■ **Your task**: Every line of the records below that holds the word "other" should be copied out.

Start of Block

Issue #43, opened 2021-12-14
Discussion: Variable length or fixed-length wire format for events


rhysre:
When sending events up via perfbuffers/ringbuffers we need to decide on whether we're going to use a variable-length or a fixed-length binary format.

Take a process execution for example. Using a fixed-length format, it might look something like this:

```c
struct event_process_exec {
    uint32_t tid;         // Thread ID
    uint32_t tgid;        // Thread group ID
    uint32_t pgid;        // Process group ID
    uint32_t sid;         // Session ID
    uint32_t ruid;        // Real user ID
    uint32_t euid;        // Effective user ID
    char path[PATH_MAX];  // Path to binary being executed
    char pwd[PATH_MAX];   // Current working directory
    // Perhaps more fields down here
} __attribute__((packed));
```

Having a single, fixed-length struct like this is incredibly simple and makes for easy parsing, but is space inefficient when considering the variable-length components of the above struct (i.e. the paths). `PATH_MAX` on Linux is commonly 4096, if `path` and `pwd` were both 10 bytes, we'd be shoving ~8KB in the perfbuffer/ringbuffer that doesn't need to be there.

We could get around this with a variable length format instead that attaches a header to each parameter specifying its length. This would be much more space efficient at the cost of added complexity in the parsing code (and extra CPU work for parsing, but we're really getting into premature optimization land with that one).

My initial thought was to go with the variable length format due to the space efficiency. I worried about a machine generating an enormous amount of events, overflowing the perf/ring buffers and us losing events. The variable-length idea however, doesn't seem to be a very good fit for the BPF ringbuffer's reserve/commit API. Given that you have to `bpf_ringbuf_reserve` a chunk of memory _in advance_ (i.e. before we know how long the event would actually be in the variable length format), we'd have to reserve (and later submit) a spot in the ringbuffer that's the maximum possible event size anyways, thus defeating the purpose of a variable-length format.

We could use `bpf_ringbuf_output` instead, which allows us to specify a size, but this would require us ditching the reserve/commit API, which is a nice advantage of the ringbuffer. This however, doesn't apply to perfbuffers of course. If we add a perfbuffer implementation in the future, perhaps we might want to use a fixed-length format for ringbufs and a variable-length format for perfbufs? Just riffing here to facilitate discussion.

[...]

PR #47, opened 2021-12-16
Add basic implementation of "libebpf" header

rhysre:
This PR adds a basic implementation to go along with the file found in include/libebpf.h.

The library was renamed to "LibEbpfEvents" (now found under `non-GPL/LibEbpfEvents`) to be more explicit about what it does. It currently uses a single set of ringbuffer probes regardless of the features/events requested and only supports the BPF ringbuffer. A perfbuffer implementation can be added at a later point if necessary.

The actual wire protocol has been factored out of LibEbpfEvents and into a dual-licensed header at `GPL/Events/EbpfEventProto.h`. This makes for easy including in the probes (no janky `#ifdef`s to exclude userspace code when including it in the probes) and easy dual-licensing of only the part of the events system that needs to be dual-licensed (the wire format).

The actual wire-format is the "fixed-length" protocol discussed in #43. This can be changed to variable-length in the future if necessary, but is the simplest thing to do for now to get events flowing.

This commit also adds very basic process fork and exec events to the existing events probe and renames the FileEvents probe to simply Probe. We can split different types of probes off later, but for this iteration, the simplest thing to do seems to be just to have all event types in a single probe.

The EventsTrace program at `non-GPL/EventsTrace` logs the new process events and should serve as a good example of how to use the new implementation.

CC: @fntlnz @leodido @elastic/awp-sensor 

Looking forward to the discussion 🚀


non-GPL/LibEbpfEvents/LibEbpfEvents.c
```diff
@@ -0,0 +1,92 @@
...
+out_destroy_probe:
+    Probe_bpf__destroy((*ctx)->probe);
+    free(*ctx);
+    return err;
+}
+
+int ebpf_event_ctx__next(
+        struct ebpf_event_ctx *ctx)
+{
+    int consumed = ring_buffer__poll(ctx->ringbuf, 0);
```
fntlnz, line 85: Polling the ring buffer with no timeout leads to a busy CPU on my environment.


```
%CPU %MEM CMD
97.9  0.0 ./non-GPL/EventsTrace/EventsTrace
```

I'm not sure that keeping a full CPU busy is what we want.

```suggestion
    int consumed = ring_buffer__poll(ctx->ringbuf, 10);
```

Adding a default timeout `10ms` makes things better already:


```
%CPU %MEM CMD
 0.7  0.0 ./non-GPL/EventsTrace/EventsTrace
```


This is with `100ms`

```suggestion
    int consumed = ring_buffer__poll(ctx->ringbuf, 100);
```


```
%CPU %MEM CMD
 0.2  0.0 ./non-GPL/EventsTrace/EventsTrac
```


We can probably make this configurable as well.

Wdyt @rhysre ?

fntlnz (commented):
Good job @rhysre 

Just a couple of things and then I think we will be g2g

Thanks for working on this

.gitignore
```diff
@@ -5,3 +5,7 @@
 /non-GPL/HostIsolation/KprobeConnectHook/build/
 /non-GPL/HostIsolationMapsUtil/build/
 /non-GPL/TcLoader/build/
+
+# Vim swapfiles
+[._]*.s[a-w][a-z]
```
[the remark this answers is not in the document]
rhysre: Good call, removed them.

cmake/modules/BPF.cmake
```diff
@@ -9,7 +9,7 @@
 # Tools and defines
 set(CLANG "clang")
 set(LLC "llc")
-set(BPFTOOL "/usr/bin/bpftool") # TODO: the one in toolchain is old, need to update
+set(BPFTOOL "/usr/sbin/bpftool") # TODO: the one in toolchain is old, need to update
```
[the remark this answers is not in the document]
rhysre: Done

GPL/Events/Helpers.h
```diff
@@ -52,11 +48,58 @@ static __always_inline void *ebpf_event__new(void *ringbuf, uint64_t event_type)
...
-     
+
+    event->type = event_type;
+    event->ts = bpf_ktime_get_ns();
+
 out:
     return event;
 }
 
+static __always_inline int ebpf_event_file_path__from_dentry(struct ebpf_event_file_path *dst, struct dentry* src)
```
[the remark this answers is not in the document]
rhysre: I actually meant to delete `FileEvents.h` and just put all helpers into `Helpers.h`. Forgot to delete FileEvents.h though.

IMO at this point we can just put all helpers into a single `Helpers.h` file. When we start getting multiple probes and things get more complicated, we can split the helpers into multiple files. Thoughts?

non-GPL/EventsTrace/CMakeLists.txt
```diff
@@ -5,10 +5,13 @@
...
 add_executable(EventsTrace EventsTrace.c)
-add_dependencies(EventsTrace FileEvents_skeleton libbpf libelf)
-target_link_libraries(EventsTrace ${LIBBPF_LIB} ${LIBELF_LIB} -lz)
+add_dependencies(EventsTrace LibEbpfEvents Probe_skeleton libbpf libelf)
+target_link_libraries(EventsTrace LibEbpfEvents ${LIBBPF_LIB} ${LIBELF_LIB} -lz)
+
 target_include_directories(EventsTrace PRIVATE
-    "${CMAKE_SOURCE_DIR}/include/"
-    "${CMAKE_SOURCE_DIR}/GPL/Events"
+    "${PROJECT_SOURCE_DIR}/include/"
```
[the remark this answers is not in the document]
rhysre: done

GPL/Events/Probe.bpf.c
```diff
@@ -35,22 +34,19 @@ int BPF_PROG(security_path_unlink_exit, const struct path *dir, struct dentry *d
...
     if (!event)
     {
         // todo(fntlnz): fentry cannot return anything but zero, handle error here
         goto out;
     }
 
-    
     edata = (struct ebpf_event_file_delete_data *)event->data;
-    ebpf_event_file_delete_data__set_pid(edata, bpf_get_current_pid_tgid() >> 32);
+    edata->pid = bpf_get_current_pid_tgid() >> 32;
```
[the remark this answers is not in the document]
rhysre: That was in FileEvents.h which I meant to delete.

GPL/Events/CMakeLists.txt
```diff
@@ -20,45 +20,48 @@
...
     "${TARGET_INCLUDE_DIR}"
     "${GTEST_INCLUDE}")
 
-add_dependencies(BPFFileEventsTests BPFFileEvents)
+add_dependencies(BPFEventsTests BPFEventProbe)
 
-bpf_skeleton(FileEvents)
-add_dependencies(FileEvents_skeleton BPFFileEvents)
+bpf_skeleton(Probe)
+add_dependencies(Probe_skeleton BPFEventProbe)
```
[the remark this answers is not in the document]
rhysre: Done.

GPL/Events/CMakeLists.txt
```diff
@@ -20,45 +20,48 @@
...
                 -D__KERNEL__
                 -D__TARGET_ARCH_${ARCH_TRUNC}
                 -D__${ARCH}__
+                -I${TARGET_INCLUDE_DIR}
                 -I${LIBBPF_UAPI_INCLUDE_DIR}
                 -I${VMLINUX_INCLUDE_DIR}
-                -I${FILEEVENTS_SOURCE_DIR}
-                -I${CMAKE_SOURCE_DIR}/include)
+                -I${EVENTS_PROBE_SOURCE_DIR}
+                -I${PROJECT_SOURCE_DIR}/include)
```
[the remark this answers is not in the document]
rhysre: Done.

non-GPL/LibEbpfEvents/LibEbpfEvents.c
rhysre: Good call. I added an arg to `event_ctx__next`. I was looking at this from the perspective of non-blocking application that uses the epoll fd, but of course EventsTrace just blocks in a loop, so a timeout is needed.

fntlnz:
It seems like that the build fails when building in parallel.

```
ebpf-rhysre-libebpf-impl/build » make -j16
[ 29%] Built target BPFTcFilter
[ 44%] Built target gtest
[ 44%] Built target libelf
[ 46%] Built target libbpf
Consolidate compiler generated dependencies of target Common
Consolidate compiler generated dependencies of target BPFEventProbe
[ 48%] Built target BPFKprobeConnectHook
[ 50%] Building CXX object GPL/HostIsolation/TcFilter/CMakeFiles/BPFTcFilterTests.dir/BPFTcFilterTests.cpp.o
[ 51%] Building CXX object GPL/HostIsolation/TcFilter/CMakeFiles/BPFTcFilterTests.dir/__/__/__/contrib/googletest/googletest/src/gtest_main.cc.o
[ 53%] Built target BPFEventProbe
[ 57%] Built target Common
[ 59%] Building C object non-GPL/LibEbpfEvents/CMakeFiles/LibEbpfEvents.dir/LibEbpfEvents.c.o
[ 61%] Building C object non-GPL/TcLoader/CMakeFiles/TcLoader.dir/TcLoader.c.o
[ 62%] Building C object non-GPL/HostIsolation/KprobeConnectHook/CMakeFiles/KprobeLoader.dir/KprobeLoader.c.o
[ 64%] Building C object non-GPL/HostIsolationMapsUtil/CMakeFiles/UpdateMaps.dir/UpdateMaps.c.o
/home/fntlnz/Projects/elastic/ebpf-rhysre-libebpf-impl/non-GPL/LibEbpfEvents/LibEbpfEvents.c:11:10: fatal error: EventProbe.skel.h: No such file or directory
 #include "EventProbe.skel.h"
          ^~~~~~~~~~~~~~~~~~~
compilation terminated.
```

non-GPL/LibEbpfEvents/CMakeLists.txt
```diff
@@ -0,0 +1,14 @@
+# SPDX-License-Identifier: LicenseRef-Elastic-License-2.0
+
+# Copyright 2021 Elasticsearch B.V. and/or licensed to Elasticsearch B.V. under one
+# or more contributor license agreements. Licensed under the Elastic License 2.0;
+# you may not use this file except in compliance with the Elastic License 2.0.
+
+add_library(LibEbpfEvents LibEbpfEvents.c)
+add_dependencies(LibEbpfEvents libbpf BPFEventProbe)
```
fntlnz, line 8:
```suggestion
add_dependencies(LibEbpfEvents EventProbe_skeleton libbpf BPFEventProbe)
```

fntlnz: ^ Fix the dependency chain to solve the parallel building problem.

GPL/Events/Helpers.h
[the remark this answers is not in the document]
fntlnz: Can we keep `FileEvents.h` and include it in `Helpers.h` instead?
In this way, we keep the same UX but things are already pretty splitted. IMO we don't need to defer this to a second moment, it's cheap to do it now.

non-GPL/LibEbpfEvents/CMakeLists.txt
rhysre: fixed

GPL/Events/Helpers.h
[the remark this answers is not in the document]
rhysre: Sounds good, done.

non-GPL/LibEbpfEvents/LibEbpfEvents.c
```diff
@@ -0,0 +1,92 @@
...
+    ebpf_event_handler_fn cb = ctx;
+    struct ebpf_event *evt = data;
+    return cb(evt, size);
+}
+
+int ebpf_event_ctx__new(
+        struct ebpf_event_ctx **ctx,
+        ebpf_event_handler_fn cb,
+        uint64_t features,
+        uint64_t events)
```
fntlnz, line 36: Event filtering seems to not be implemented but I don't suggest we should consider this as a blocker for this PR. I opened an issue for us to remember. 


-  https://github.com/elastic/ebpf/issues/49

fntlnz (approved):
LGTM, opened an issue as a follow up.

We can merge this and iterate more on the events.

Thanks @rhysre

GPL/EventProbe/CMakeLists.txt
```diff
@@ -0,0 +1,66 @@
+# SPDX-License-Identifier: GPL-2.0
```
leodido, line 1: Is this SPDX identifier correct, Rhys?

GPL/EventProbe/EventProbe.bpf.c
```diff
@@ -17,13 +17,12 @@
  * You should have received a copy of the GNU General Public License
  * along with this program.  If not, see <https://www.gnu.org/licenses/>.
  */
+#define NULL 0
```
leodido, line 20: Shouldn't this come from the `bpf_helpers.h` file in the libbpf source?

https://github.com/libbpf/libbpf/blob/9fab7c81ecd462ce6aa1eabd24b230f0fc6a14c7/src/bpf_helpers.h#L57

Anyways, if you want to define it here, I would suggest to wrap it with `#ifndef`.

leodido (commented):
SGTM! Good job 💯 

Left two nits

GPL/EventProbe/CMakeLists.txt
rhysre: My understanding is that everything in `GPL/` (with the exception of EbpfEventProto.h) should be GPL'd, CMakeLists.txt or C source. All the other CMakeLists.txt were already GPL'd.

GPL/EventProbe/EventProbe.bpf.c
rhysre: That `#define` isn't available in the libbpf that currently exists under `contrib/`. We can remove it when we update libbpf to 0.6.0, but for now I'll just surround this with an ifdef. Good catch.

leodido: Ok, let's remember to remove when #48 lands

leodido: On a side note, Rhys:

While working on the kernel and other OSS projects, I learned that it’s a good practice to use the “Co-Authored-By” note in the body of the commit to attribute credit to people helping with suggestions/reviews.
I would really appreciate it if you can do this for my suggestions in this PR so that we can share ownership on that code and both be a reference when someone will need help with that code (or when we'll need to remove it because PR 48 landed).

Not to be pedantic, but it actually brings a few benefits:
- helps in understanding who to ping when there's a bug
- helps in attributing the work (important in OSS projects) 
- it's just a nice thing to do to show appreciation to the individuals helping you

My 2 cents :)

rhysre: Oh whoops, sorry. Alex brought this up with me but it totally slipped my mind. First time working in a commercial capacity in an open-source repo. Old habits die hard I guess 😆 

I'll add the `Co-Authored-By` tag to all future commits that need it. Thanks for the reminder Leo.

rhysre: Also #48 is now merged so I removed the define entirely.

fntlnz:
Anyone else can take a look ? This should be ready to go !

tabell (approved):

End of Block

■ **Exercise result**:
rhysre: My understanding is that everything in `GPL/` (with the exception of EbpfEventProto.h) should be GPL'd, CMakeLists.txt or C source. All the other CMakeLists.txt were already GPL'd.
While working on the kernel and other OSS projects, I learned that it’s a good practice to use the “Co-Authored-By” note in the body of the commit to attribute credit to people helping with suggestions/reviews.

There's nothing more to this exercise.